I made a similar choice when I bought our C&C35MKIII 16 years ago. I went the racer / cruiser route also. I have never regretted it. Even though we rarely race her anymore ( she looks like a Christmas tree with davits, radar pole...large dodger...its till nice to have that reserve turn of speed.

Good luck in getting her this weekend. We want to see pictures and of course...race you up the Bay.

Dave


----------



## nO0b (May 1, 2010)

I really like the P30. 

Pics or this deal never happened


----------



## Ajax_MD (Nov 24, 2009)

Ha, I have pics so it definitely did happen plus a bonus!

Right next to the boat's ad, was an ad for a brand-new, never used, 150% genoa, specifically cut for a Pearson 30 for $850. I bought it for $750. While I was picking up the sail, I noticed a lonely but complete Hobie Cat 16 sitting on a trailer. The owner caught me eyeing it, and let me have it, the trailer, all the sails and rigging for $100.00

My twin daughters have been after me for a sailing dinghy for themselves. They will be cleaning and making the H-16 ready this week. The spars, sails and standing rigging are good. (The sails were always stored indoors) The trampoline needs new lacing around the edges, and the running rigging is shot.

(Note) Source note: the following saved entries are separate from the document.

PR #2310, opened 2017-04-11
Validator: Mass Spectrometry data

sandertan:
# What? Why?
This PR adds changes to validator to allow the validation of mass spectrometry data (added in https://github.com/cBioPortal/datahub/pull/31) 

- Add validation of mass spectrometry data. The data and meta files are in the same format as RPPA files, so validation is done using the same method. 
- Rename the RPPA validation method to Protein level validation.


core/src/main/scripts/importer/allowed_data_types.txt
```diff
@@ -32,3 +32,5 @@ METHYLATION	CONTINUOUS	methylation_hm450
 FUSION	FUSION	fusion
 PROTEIN_LEVEL	LOG2-VALUE	rppa
 PROTEIN_LEVEL	Z-SCORE	rppa_Zscores
+PROTEIN_LEVEL	CONTINUOUS	protein_quantification
+PROTEIN_LEVEL	Z-SCORE	protein_quantification_zscores
```
pieterlukasse: should we keep the pattern and make this `protein_quantification_Zscores` with capital Z?

core/src/main/scripts/importer/validateData.py
```diff
@@ -2094,7 +2094,7 @@ def parseFeatureColumns(self, nonsample_col_vals):
         # products if the antibody name has a particular format.
         value = nonsample_col_vals[0].strip()
         if '|' not in value:
-            self.logger.error('No pipe symbol in RPPA probe column',
+            self.logger.error('No pipe symbol in Composite.Element.REF probe column',
```
pieterlukasse: maybe the word "probe" is strange in the context of mass spec...just remove the word probe in this sentence. I was also wondering whether it makes sense to have `Composite.Element.REF` as column name in case of mass spec. Is there any probe information in `Composite.Element.REF` column for CPTAC data?

docs/File-Formats.md
```diff
@@ -661,7 +661,7 @@ profile_name: Protein expression Z-scores (RPPA)
 
 #### Data file
 
-An RPPA data file is a two dimensional matrix with an antibody per row and a sample per column.  For each antibody-sample pair, a real number represents the RPPA level for that sample.  The antibody information can contain one or more HUGO gene symbols and/or entrez gene identifiers, separated by a space, and an antibody ID pair separated by the "|" symbol. 
+An protein level data file is a two dimensional matrix with a RPPA antibody per row and a sample per column. For each antibody-sample pair, a real number represents the protein level for that sample.  The antibody information can contain one or more HUGO gene symbols and/or entrez gene identifiers, separated by a space, and an antibody ID pair separated by the "|" symbol.
```
pieterlukasse: "A protein level..." (replace An by A)

docs/File-Formats.md
```diff
@@ -616,18 +616,18 @@ data_filename: data_methylation_hm27.txt
 The methylation data file follows the same format as expression data files. See [Expression Data](#expression-data) for a description of the expression data file format. The Portal expects a single value for each gene in each sample, usually a beta-value from the Infinium methylation array platform.
 
 
-## RPPA Data
+## Protein level Data
 
-Protein expression measured by reverse-phase protein array. Antibody-sample pairs, with a real number representing the RPPA level for that sample. 
+Protein expression measured by reverse-phase protein array or mass spectrometry (CPTAC). Antibody-sample pairs, with a real number representing the protein level for that sample.
```
pieterlukasse: please remove "(CPTAC)"

core/src/main/scripts/importer/allowed_data_types.txt
sandertan: I'll add this to list of issues with the current CPTAC data, so we can consider changing it when we update the data. To me it makes more sense to keep it lower case, because 
1. some other terms are also lower which usually are in upper case (e.g. rna and rrpa)
2. it looks like this whole column should be lower case
3. bit of a hassle to go through the pipeline to regenerate this data only for 1 small change.

core/src/main/scripts/importer/validateData.py
sandertan: I'll add it to the list of things to change in an updated version of the CPTAC data.

docs/File-Formats.md
sandertan: Done

docs/File-Formats.md
sandertan: Done

core/src/main/scripts/importer/allowed_data_types.txt
pieterlukasse: I also prefer lower case. Let's keep it as is :+1:

pieterlukasse:
Changes are good and I tested it as well :+1:

PR #2427, opened 2017-05-10
Document and complete support for loading gene panel data

fedde-s:
Building on @n1zea144's work in #2159, this will document how to load gene panels, and add support to annotate data sets with gene panels used using the documented Python data set loading CLIs.


fedde-s:
This includes the fix in #2419, together with documentation on how to use the fix, and the same fix in `ImportGenePanelProfileMap.java`.

PR #2429, opened 2017-05-11
Support logo without authentication

oplantalech:
# What? Why?
Some of the header style adjustments that @alisman made in `header_bar.jsp` (https://github.com/cBioPortal/cbioportal/commit/4348eaf) caused that now the institute logo is not displayed unless the cBioPortal instance has authentication configured. I believe this is due to the name of the `<div>`, which I also propose to change, apart from reverting the code to the one @jjgao wrote (https://github.com/cBioPortal/cbioportal/commit/8587270).


jjgao:
@oplantalech thanks for the pr. Could you please fix the screenshots?

alisman:
Hi guys, this was done for a reason having to do with the way that the nav bar gets pushed down.  I should have followed up sooner with a fix but chose to wait for my next release, which makes more changes to the header.  Please don't merge this as I think this will cause another problem.  I will fix this and make a hotfix PR

oplantalech:
@alisman Thanks for the answer, I did not know if anybody had noticed this bug so that's why I tried to change it back. Good to know that you are already working on a solution.

alisman:
Hi guys, I haven't managed to fix this.  The problem is that without institude logo, the nav is positioned improperly (b/c I rely on presence or non-presenece of sibling to reposition nav).  I don't know which is worse, alignment of nav at bottom or absence of logo.  This will be fixed in the next version of portal (in beta this week) so if it can wait a little longer, we should do so.

oplantalech:
I'm closing this since it has been fixed in release 1.7.0.

PR #2454, opened 2017-05-18
Fix for mutation_event comparison / mutation data loading script

pieterlukasse:
# What? Why?
Fix for issue with UQ constraint violation in `mutation_event` table when importing mutation data. It turns out MySQL is not case sensitive when it comes to UQ constraints. However, the java code that determines whether a new `mutation_event` record should be added or not was comparing values with `.equals()` which is case sensitive. This was leading to constraint violations, e.g.:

Also, the Pearson engine and transmission demo went off without a hitch. The engine caught by the 2nd revolution of the starter, had a smooth idle immediately, plenty of power. The transmission shifted smoothly into fwd and reverse.

Dirty, but solid!









Hobie Cat Madness!


----------



## smackdaddy (Aug 13, 2008)

DUDE! THAT'S A FREAKIN' SCORE!

Congrats!


----------



## CalebD (Jan 11, 2008)

A beach cat and a Pearson 30' for somewhere around $10 +/- K is a great return on your DeLorean. 
Have fun with the beach cat down there. You will hardly ever run aground in that unless intentionally.


----------



## LandLocked66c (Dec 5, 2009)

Score!!! Pics!!!


----------



## AirborneSF (Dec 14, 2010)

BubbleheadMd, I'm coming up to Annapolis and swipe your 'Hobbie', man you got a deal! Hope the girls enjoy it. I'm guessing you are on the 'Bay' side of Rt2 bridge, will a 30 clear? My 'early' years were spent in Riva. Again, CONGRATS!


----------



## Ajax_MD (Nov 24, 2009)

AbnSF-

I'm in the Rhode River, so no bridges to worry about. I should be able to pass under the Rte. 2 bridge if I wanted, but I never sail up that far.


----------



## AirborneSF (Dec 14, 2010)

OK. I was just up at 'Blue Water', checking out a boat for a friend. The owner is going to have to move it to 'Casa Rio' to have it pulled, and loaded for shipment to Conn. I worked at 'Beverly Beach", in the 60's. Enjoy, you have too with a deal like that!


----------



## hellosailor (Apr 11, 2006)

Hobie, trailor, and sails for only a hundred bucks?!

Quickly, get it out of state and repaint it.<G>

"Honey, where'd you put my boat?"


----------



## nickmerc (Nov 2, 2008)

Bubble,

Check those inboard jib tracks closely. I have not seen them on a P30 before. Make sure they are supported well.

Otherwise, I will have to agree... great score!

If you are looking for good deals on H16 parts head over to the forum on the Hobie website. Paying full retail for parts is not fun for the wallet.


----------



## chef2sail (Nov 27, 2007)

Having learned to sail on an H16 which I kept in front of my house in Ocean City, NJ, I am quite fond of them. My daughter and I used to take it out 5 -6 miles and come screaming in on it riding the large swells.

I think its a great boat to learn how to handle a larger keel boat as it has a jib and the relationship to it and the main is easy to teach to someone. We had many a day both out on the trapeeze and even once following a hurricane we took it out and I was able to get my daughter up on water skis behind it.

only took 20 minutes to put on the wheels, roll to the waters edge, and set up and off you went. Those were the simplar days for sure.

Dave


----------



## Ajax_MD (Nov 24, 2009)

nickmerc said:


> Bubble,
> 
> Check those inboard jib tracks closely. I have not seen them on a P30 before. Make sure they are supported well.
> 
> ...


They are definitely an add-on, and I'm not quite sure what they're about. Not only do they have jib leads (for the storm jib maybe?) but they also have adjustable shackle points. I'm wondering if they're for twings for the spinnaker.

Thanks for the tip on Hobie parts.


----------



## CalebD (Jan 11, 2008)

You could use those tracks for twings with a spinnaker but I'd guess that there is or was a 110% or so jib that used that track and fair leads with sheets led just outside the shrouds.
Inboard sheeting for a smaller jib can help pointing ability to a degree. We are talking about testing this theory out on our boat.


----------



## lapworth (Dec 19, 2008)

BubbleheadMd said:


> Hobie parts.


Congrats on the P30 if you need parts for that Hobie I know where an old one has been sitting for over 20yrs. Mostly in a shop. There are some good parts I have been thinking about stripping her down myself.


----------